Dataset entries
PR #1534, opened 2022-04-26
[CF-553] Post AdServices token

beylmk:
Posts the AdServices token to the backend.


Tests/UnitTests/Networking/Backend/__Snapshots__/BackendPostAdServicesTokenTests/iOS14-testPostAdServicesCallsHttpClient.6.json
```diff
@@ -0,0 +1,12 @@
+{
```
NachoSoto, line 1: Hmm something's weird here. The fact that there are 6 files means the operation is making 6 network requests.

beylmk: that's....not desirable... 

will take a look back here on monday. thanks for the info!

NachoSoto: it might not be your fault though. I saw the same issue in #1561, but I haven't been able to reproduce locally.
Since you did reproduce it it would be nice if you could debug why the request is happening multiple times 🙏🏻 or maybe it's something else entirely, but hopefully we can figure it out. I have 2 flights on Monday but might have some time to help out with this.

RevenueCat.xcodeproj/project.pbxproj
```diff
@@ -1598,6 +1604,13 @@
 			path = Responses;
 			sourceTree = "<group>";
 		};
+		A55D5D56282B30EF00FA7623 /* Recovered References */ = {
```
beylmk, line 1607: unsure what i did to deserve this

aboedo: 😂 this is just Xcode telling you it likes you

Tests/UnitTests/Networking/Backend/__Snapshots__/BackendPostAdServicesTokenTests/iOS14-testPostAdServicesCallsHttpClient.6.json
beylmk: @NachoSoto i confirmed the operation is not requesting multiple times, both when running this unit test and in the sample app... any other thoughts on why that could be happening?

RevenueCat.xcodeproj/project.pbxproj
beylmk: it happened after some merges, i wasn't the smartest with my branching on this 😿

Tests/UnitTests/Networking/Backend/BackendPostAttributionDataTests.swift
```diff
@@ -0,0 +1,39 @@
+//
+//  Copyright RevenueCat Inc. All Rights Reserved.
+//
+//  Licensed under the MIT License (the "License");
+//  you may not use this file except in compliance with the License.
+//  You may obtain a copy of the License at
+//
+//      https://opensource.org/licenses/MIT
+//
+//  BackendPostAttributionDataTests.swift
```
beylmk, line 10: another weird merge thing going on, this file should be deleted. looking into it now

Sources/Purchasing/Purchases.swift
```diff
@@ -1977,10 +1984,12 @@ private extension Purchases {
         updateAllCachesIfNeeded()
         dispatchSyncSubscriberAttributesIfNeeded()
 
+#if os(iOS) || os(macOS) || targetEnvironment(macCatalyst)
```
aboedo, line 1987: same thinking re: skipping catalyst

Sources/Purchasing/Purchases.swift
```diff
@@ -419,10 +422,12 @@ public typealias StartPurchaseBlock = (@escaping PurchaseCompletedBlock) -> Void
         subscribeToAppStateNotifications()
         attributionPoster.postPostponedAttributionDataIfNeeded()
 
+#if os(iOS) || os(macOS) || targetEnvironment(macCatalyst)
```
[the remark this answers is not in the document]
aboedo: I'm not opposed to explicitly having it though

NachoSoto:
> We should figure out what's happening with the backend requests, I'm not sure why this would issue multiple ones.

I'm looking into it right now.

Tests/UnitTests/Networking/Backend/__Snapshots__/BackendPostAdServicesTokenTests/iOS14-testPostAdServicesCallsHttpClient.6.json
NachoSoto: I couldn't reproduce locally though.

> Perhaps while taking snapshots, the app is becoming active multiple times quickly,

Can you explain what you mean by this? The duplicated snapshots come from the same test.

RevenueCat.xcodeproj/project.pbxproj
NachoSoto: You should be able to find this folder in Xcode and manually delete it.

NachoSoto (commented):
This looks good, but let's see if @aboedo's solution for the duplicate requests fixes it. You'll need to manually delete those duplicate snapshots.

Tests/UnitTests/Networking/Backend/__Snapshots__/BackendPostAdServicesTokenTests/iOS14-testPostAdServicesCallsHttpClient.6.json
aboedo: I have almost no familiarity with how our snapshots are generated, I haven't had much time to play around with them. But my thinking was that if `appDidBecomeActive` gets called multiple times during the same test run, it would trigger multiple calls to this method. Same if we called configure multiple times in the same test run. 
Either of those would potentially start multiple calls to the method that fires the backend request

NachoSoto: Snapshots are generated every time `HTTPClient.perform(request)` is called (except in these tests, it's `MockHTTPClient`). So the presence of multiple files signals that the method is called multiple times throughout the lifetime of the test.

NachoSoto: I wonder if this was just a bad test run with a previous change. @beylmk I recommend removing the entire `__Snapshots__` directory and running the tests again. I'm doing that locally (even on iOS 12) and I don't reproduce the issue, it's only making the appropriate number of requests now.

beylmk: thanks @aboedo and @NachoSoto for the thoughts... i'll try deleting the directory and rerunning!

Sources/Purchasing/Purchases.swift
beylmk: FWIW we have ios + maccatalyst checks elsewhere -- `showPriceConsent` being one place..idk if we want to get those consistent?

beylmk:
@NachoSoto @aboedo this should be ready to re-review. deleting the snapshots and regenerating after andy's suggested change fixed things! thank you!

Sources/Purchasing/Purchases.swift
aboedo: it'd be great to establish clear rules for them, especially since they're mostly up to personal preference. Feel free to go with whichever you prefer for now

Sources/Attribution/AttributionPoster.swift
```diff
@@ -106,8 +109,28 @@ class AttributionPoster {
...
+        // set the cache in advance to avoid multiple post calls
+        let latestNetworkIdsAndAdvertisingIdsSentByNetwork =
+            self.deviceCache.latestNetworkAndAdvertisingIdsSent(appUserID: currentAppUserID)
+        var newDictToCache = latestNetworkIdsAndAdvertisingIdsSentByNetwork
+        newDictToCache[String(AttributionNetwork.adServices.rawValue)] = adServicesToken
+        self.deviceCache.set(latestNetworkAndAdvertisingIdsSent: newDictToCache, appUserID: currentAppUserID)
+
+         backend.post(adServicesToken: adServicesToken, appUserID: currentAppUserID) { error in
+             if let receivedNSError = error as NSError? {
+                 Logger.warn(Strings.attribution.adservices_token_post_failed(error: receivedNSError))
```
aboedo, line 127: should we just have this accept an `Error` so we don't need the cast? 
Also, is `receivedNSError` a `NSError?` at this point? if so, this would log even if `receivedNSError` is `nil`, right?

Sources/Attribution/AttributionPoster.swift
```diff
@@ -106,8 +109,28 @@ class AttributionPoster {
...
+
+                // if there's an error, reset the cache
+                newDictToCache[String(AttributionNetwork.adServices.rawValue)] = nil
+                self.deviceCache.set(latestNetworkAndAdvertisingIdsSent: newDictToCache, appUserID: currentAppUserID)
+             }
```
aboedo, line 132: should we have an `else` case here to log when it goes through correctly?

aboedo (commented):
looking great, left a question regarding logging an `NSError?`

NachoSoto:
Awesome! I can take a look later today

Sources/Attribution/AttributionPoster.swift
beylmk: it's a `BackendError`. i remember thinking there was a reason for the cast but after PTO i'm not remembering what that was.. switching to BackendError

Sources/Attribution/AttributionPoster.swift
```diff
@@ -106,8 +109,31 @@ class AttributionPoster {
             return
         }
 
-        Logger.debug("Logging attribution token for now to avoid lint warning: \(attributionToken)")
-        // post
+        self.post(adServicesToken: attributionToken)
+    }
+
+    func post(adServicesToken: String) {
```
NachoSoto, line 115: I think this can be `private`?

Tests/UnitTests/Mocks/MockDeviceCache.swift
```diff
@@ -221,4 +221,18 @@ class MockDeviceCache: DeviceCache {
...
+    var invokedSetLatestNetworkAndAdvertisingIdsSentCount = 0
+    var invokedSetLatestNetworkAndAdvertisingIdsSentParameters: (appUserID: String?, Void)?
+    var invokedSetLatestNetworkAndAdvertisingIdsSentParametersList = [(appUserID: String?, Void)]()
+
+    override func set(latestNetworkAndAdvertisingIdsSent: [String: String], appUserID: String) {
+        invokedSetLatestNetworkAndAdvertisingIdsSent = true
+        invokedSetLatestNetworkAndAdvertisingIdsSentCount += 1
+        invokedSetLatestNetworkAndAdvertisingIdsSentParameters = (appUserID, ())
+        invokedSetLatestNetworkAndAdvertisingIdsSentParametersList.append((appUserID, ()))
+        super.set(latestNetworkAndAdvertisingIdsSent: latestNetworkAndAdvertisingIdsSent, appUserID: appUserID)
```
NachoSoto, line 235: Does this need to call the real implementation? I don't think it's expected for the mock to update the underlying data.

Tests/UnitTests/Networking/Backend/BackendPostAdServicesTokenTests.swift
```diff
@@ -0,0 +1,42 @@
...
+
+@testable import RevenueCat
+
+class BackendPostAdServicesTokenTests: BaseBackendTests {
+
+    override func createClient() -> MockHTTPClient {
+        super.createClient(#file)
+    }
+
+    func testPostAdServicesCallsHttpClient() throws {
```
NachoSoto, line 27: 👍🏻

NachoSoto (commented):
Just a few minor comments!

Sources/Attribution/AttributionPoster.swift
```diff
@@ -106,8 +109,31 @@ class AttributionPoster {
...
+         backend.post(adServicesToken: adServicesToken, appUserID: currentAppUserID) { error in
+             guard let error = error else {
+                 Logger.debug(Strings.attribution.adservices_token_post_succeeded)
+                 return
+             }
+             
+             Logger.warn(Strings.attribution.adservices_token_post_failed(error: error))
+
+            // if there's an error, reset the cache
+            newDictToCache[String(AttributionNetwork.adServices.rawValue)] = nil
```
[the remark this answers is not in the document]
beylmk: yeah, it does always take an AttributionNetwork rawValue...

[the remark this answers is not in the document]
NachoSoto: Then I'd recommend changing the method, then you can use `dictionary.mapKeys { $0.rawValue }` inside :)

Tests/UnitTests/Mocks/MockBackend.swift
```diff
@@ -121,6 +121,24 @@ class MockBackend: Backend {
         completion(stubbedGetOfferingsCompletionResult!)
     }
 
+    var invokedPostAdServicesToken = false
+    var invokedPostAdServicesTokenCount = 0
+    var invokedPostAdServicesTokenParameters: (token: String, appUserID: String?)?
+    var invokedPostAdServicesTokenParametersList = [(token: String, appUserID: String?)]()
+    var stubbedPostAdServicesTokenCompletionResult: (BackendError?, Void)?
```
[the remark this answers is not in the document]
beylmk: was just copying the `stubbedPostSubscriberAttributesCompletionResult`, but agreed, will update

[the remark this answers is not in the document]
NachoSoto: Hmm yeah that seems wrong too. That's a leftover from Objective-C, we can use `Result` instead everywhere now :)

Sources/Attribution/AttributionPoster.swift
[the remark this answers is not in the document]
beylmk: on it!

Tests/UnitTests/Mocks/MockBackend.swift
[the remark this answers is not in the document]
beylmk: on it :)

Tests/UnitTests/Mocks/MockDeviceCache.swift
beylmk: yeah i did this to test that the postIfNeeded would skip if something was already set... suppose i can just use some booleans in MockDeviceCache though

beylmk:
@NachoSoto this should be ready for re-review! i believe i addressed all your comments..

Sources/Attribution/AttributionPoster.swift
```diff
@@ -134,22 +135,44 @@ class AttributionPoster {
         postponedAttributionData = postponedData
     }
 
+    private func post(adServicesToken: String) {
+        let currentAppUserID = self.currentUserProvider.currentAppUserID
+
+        // set the cache in advance to avoid multiple post calls
+        let latestNetworkIdsAndAdvertisingIdsSentByNetwork =
+            self.deviceCache.latestAdvertisingIdsByNetworkSent(appUserID: currentAppUserID)
+        var newDictToCache = latestNetworkIdsAndAdvertisingIdsSentByNetwork
```
NachoSoto, line 144: `latestNetworkIdsAndAdvertisingIdsSentByNetwork` seems used only to make a copy of it. You could define only one variable:
```suggestion
        var newDictToCache = self.deviceCache.latestAdvertisingIdsByNetworkSent(appUserID: currentAppUserID)
```

Sources/Caching/DeviceCache.swift
```diff
@@ -269,17 +269,34 @@ class DeviceCache {
...
 
-    func set(latestNetworkAndAdvertisingIdsSent: [String: String], appUserID: String) {
+    func set(latestAdvertisingIdsByNetworkSent: [AttributionNetwork: String], appUserID: String) {
         self.userDefaults.write {
-            $0.setValue(latestNetworkAndAdvertisingIdsSent,
+            // convert AttributionNetwork to Integer as String
+            let latestAdIdsByRawNetworkStringSent =
+                latestAdvertisingIdsByNetworkSent.reduce(into: [:]) { adIdsByRawNetworkString, adIdByNetwork in
+                    adIdsByRawNetworkString[String(adIdByNetwork.key.rawValue)] = adIdByNetwork.value
+                }
```
NachoSoto, line 298: Not for this PR, but this could be vastly simplified if we added `Dictionary.mapKeys`:
```swift
public func mapKeys<NewKey: Hashable>(_ transformer: (Key) -> NewKey) -> [NewKey: Value] {
	var result = [NewKey: Value](minimumCapacity: count)

	for (key, value) in self {
		result.updateValue(value, forKey: transformer(key))
	}

	return result
}
```
But I suppose we'd also need `compactMapKeys` to deal with `String` -> `AttributionNetwork` conversions.

Tests/UnitTests/Attribution/AttributionPosterTests.swift
```diff
@@ -76,43 +77,104 @@ class AttributionPosterTests: TestCase {
...
+        expect(self.backend.invokedPostAdServicesTokenCount) == 0
         expect(self.subscriberAttributesManager.invokedConvertAttributionDataAndSetCount) == 2
     }
 
+#if canImport(AdServices)
+    @available(iOS 14.3, macOS 11.1, macCatalyst 14.3, *)
+    func testPostAdServicesTokenIfNeededSkipsIfAlreadySent() throws {
+        guard #available(iOS 14.3, macOS 11.1, macCatalyst 14.3, *) else {
+            throw XCTSkip("Required API is not available for this test.")
+        }
```
NachoSoto, line 132: These 3 are duplicated in all of these tests.
Just a suggestion, feel free to ignore, but you could extract a `BaseAttributionPosterTests` that has the properties and `setUp` in this class that `AttributionPosterTests` and a new `AdServicesAttributionPosterTests` class can inherit.
Then you can put this inside of a shared `setUp` as well as making that whole class:
```swift
@available(iOS 14.3, macOS 11.1, macCatalyst 14.3, *)
```

Tests/UnitTests/Mocks/MockAttributionFetcher.swift
```diff
@@ -16,8 +16,9 @@ class MockAttributionFetcher: AttributionFetcher {
     }
 
     var adServicesTokenCollectionCalled = false
+    var adServicesTokenToReturn: String? = "adServicesToken"
```
NachoSoto, line 19: I think the convention in other mocks is to call this `mockedAdServicesToken` or `stubbedAdServicesToken`.

Tests/UnitTests/Mocks/MockDeviceCache.swift
```diff
@@ -221,4 +221,25 @@ class MockDeviceCache: DeviceCache {
         invokedClearLatestNetworkAndAdvertisingIdsSentParameters = (appUserID, ())
         invokedClearLatestNetworkAndAdvertisingIdsSentParametersList.append((appUserID, ()))
     }
+
+    var invokedSetLatestNetworkAndAdvertisingIdsSent = false
+    var invokedSetLatestNetworkAndAdvertisingIdsSentCount = 0
+    var invokedSetLatestNetworkAndAdvertisingIdsSentParameters:
+        (adIdsByNetwork: [AttributionNetwork: String], appUserID: String?)?
+    var invokedSetLatestNetworkAndAdvertisingIdsSentParametersList =
+        [(adIdsByNetwork: [AttributionNetwork: String], appUserID: String?)?]()
```
NachoSoto, line 230: Does this need to be an array of optionals? I think we always append non-nil:
```suggestion
        [(adIdsByNetwork: [AttributionNetwork: String], appUserID: String?)]()
```

Tests/UnitTests/Purchasing/PurchasesTests.swift
```diff
@@ -230,6 +230,25 @@ class PurchasesTests: TestCase {
                 }
             )
         }
+
+        var invokedPostAdServicesToken = false
+        var invokedPostAdServicesTokenCount = 0
+        var invokedPostAdServicesTokenParameters: (token: String, appUserID: String?)?
+        var invokedPostAdServicesTokenParametersList = [(token: String, appUserID: String?)]()
+        var stubbedPostAdServicesTokenCompletionResult: (BackendError?, Void)?
```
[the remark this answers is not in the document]
NachoSoto: Bump

Tests/UnitTests/Attribution/AttributionPosterTests.swift
```diff
@@ -57,6 +57,7 @@ class AttributionPosterTests: TestCase {
                                               attributionFetcher: attributionFetcher,
                                               subscriberAttributesManager: subscriberAttributesManager)
         resetAttributionStaticProperties()
+        backend.stubbedPostAdServicesTokenCompletionResult = Result.success(())
```
NachoSoto, line 60: Nit: all these can be just `.success` or `.failure`, don't need `Result`.

Tests/UnitTests/Purchasing/PurchasesTests.swift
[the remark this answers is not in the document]
beylmk: i think this is a merge thing, will fix

Sources/Caching/DeviceCache.swift
beylmk: i can make a ticket!

beylmk: https://revenuecats.atlassian.net/browse/CSDK-105

Sources/Networking/Operations/PostAdServicesTokenOperation.swift
```diff
@@ -0,0 +1,71 @@
...
+        }
+
+        let request = HTTPRequest(method: .post(Body(aadAttributionToken: self.token)),
+                                  path: .postAdServicesToken(appUserID: appUserID))
+
+        self.httpClient.perform(
+            request,
+            authHeaders: self.authHeaders
+        ) { (response: HTTPResponse<HTTPEmptyResponseBody>.Result) in
+            completion()
```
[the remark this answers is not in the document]
beylmk: see andy's comment: https://github.com/RevenueCat/purchases-ios/pull/1534#discussion_r887136962

do we want both to be in the defer then?

beylmk:
@NachoSoto i know you already approved but just FYI i addressed comments (and replied to the one about `defer`)

Sources/Networking/Operations/PostAdServicesTokenOperation.swift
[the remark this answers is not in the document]
NachoSoto: Not sure I understand the comment, the completion here has to be called for both cases, and the response handler as well. My comment was regarding the fact that the operation shouldn't complete until we've called the completion handler.

Tests/UnitTests/Attribution/AttributionPosterTests.swift
```diff
@@ -57,6 +55,14 @@ class AttributionPosterTests: TestCase {
                                               attributionFetcher: attributionFetcher,
                                               subscriberAttributesManager: subscriberAttributesManager)
         resetAttributionStaticProperties()
+        backend.stubbedPostAdServicesTokenCompletionResult = .success(())
+    }
+
+    override func tearDown() {
+        super.tearDown()
```
NachoSoto, line 62: Nit: typically this is called at the end of the `tearDown` (Initialize the parent class first, and tear it down last).

Sources/Networking/Operations/PostAdServicesTokenOperation.swift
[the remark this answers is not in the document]
beylmk: @aboedo 👀 ^^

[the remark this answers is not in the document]
aboedo: I think both suggestions are just about the same - like Nacho said, we should call completion as the last step in the method, and what I suggested was to do it by having both this code path and the early return look similar, i.e.: 
```swift
guard let appUserID = try? self.configuration.appUserID.escapedOrError() else {
    defer { completion() } 
    self.responseHandler?(.missingAppUserID())
}

/// ...

{ (response: HTTPResponse<HTTPEmptyResponseBody>.Result) in
    defer { completion() } 
    self.responseHandler?(response.error.map(BackendError.networkError))
}
```

or 

```swift
guard let appUserID = try? self.configuration.appUserID.escapedOrError() else {
    self.responseHandler?(.missingAppUserID())
    completion()
}

/// ...

{ (response: HTTPResponse<HTTPEmptyResponseBody>.Result) in
    self.responseHandler?(response.error.map(BackendError.networkError))
    completion()
}
```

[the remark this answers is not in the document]
beylmk: ahhh i totally misunderstood your original comment, my bad. thank you for clarifying!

Your objective: Using the entries above, return each line in which the word "invokedSetLatestNetworkAndAdvertisingIdsSentParametersList" occurs.

Completed task:
+    var invokedSetLatestNetworkAndAdvertisingIdsSentParametersList = [(appUserID: String?, Void)]()
+        invokedSetLatestNetworkAndAdvertisingIdsSentParametersList.append((appUserID, ()))
+    var invokedSetLatestNetworkAndAdvertisingIdsSentParametersList =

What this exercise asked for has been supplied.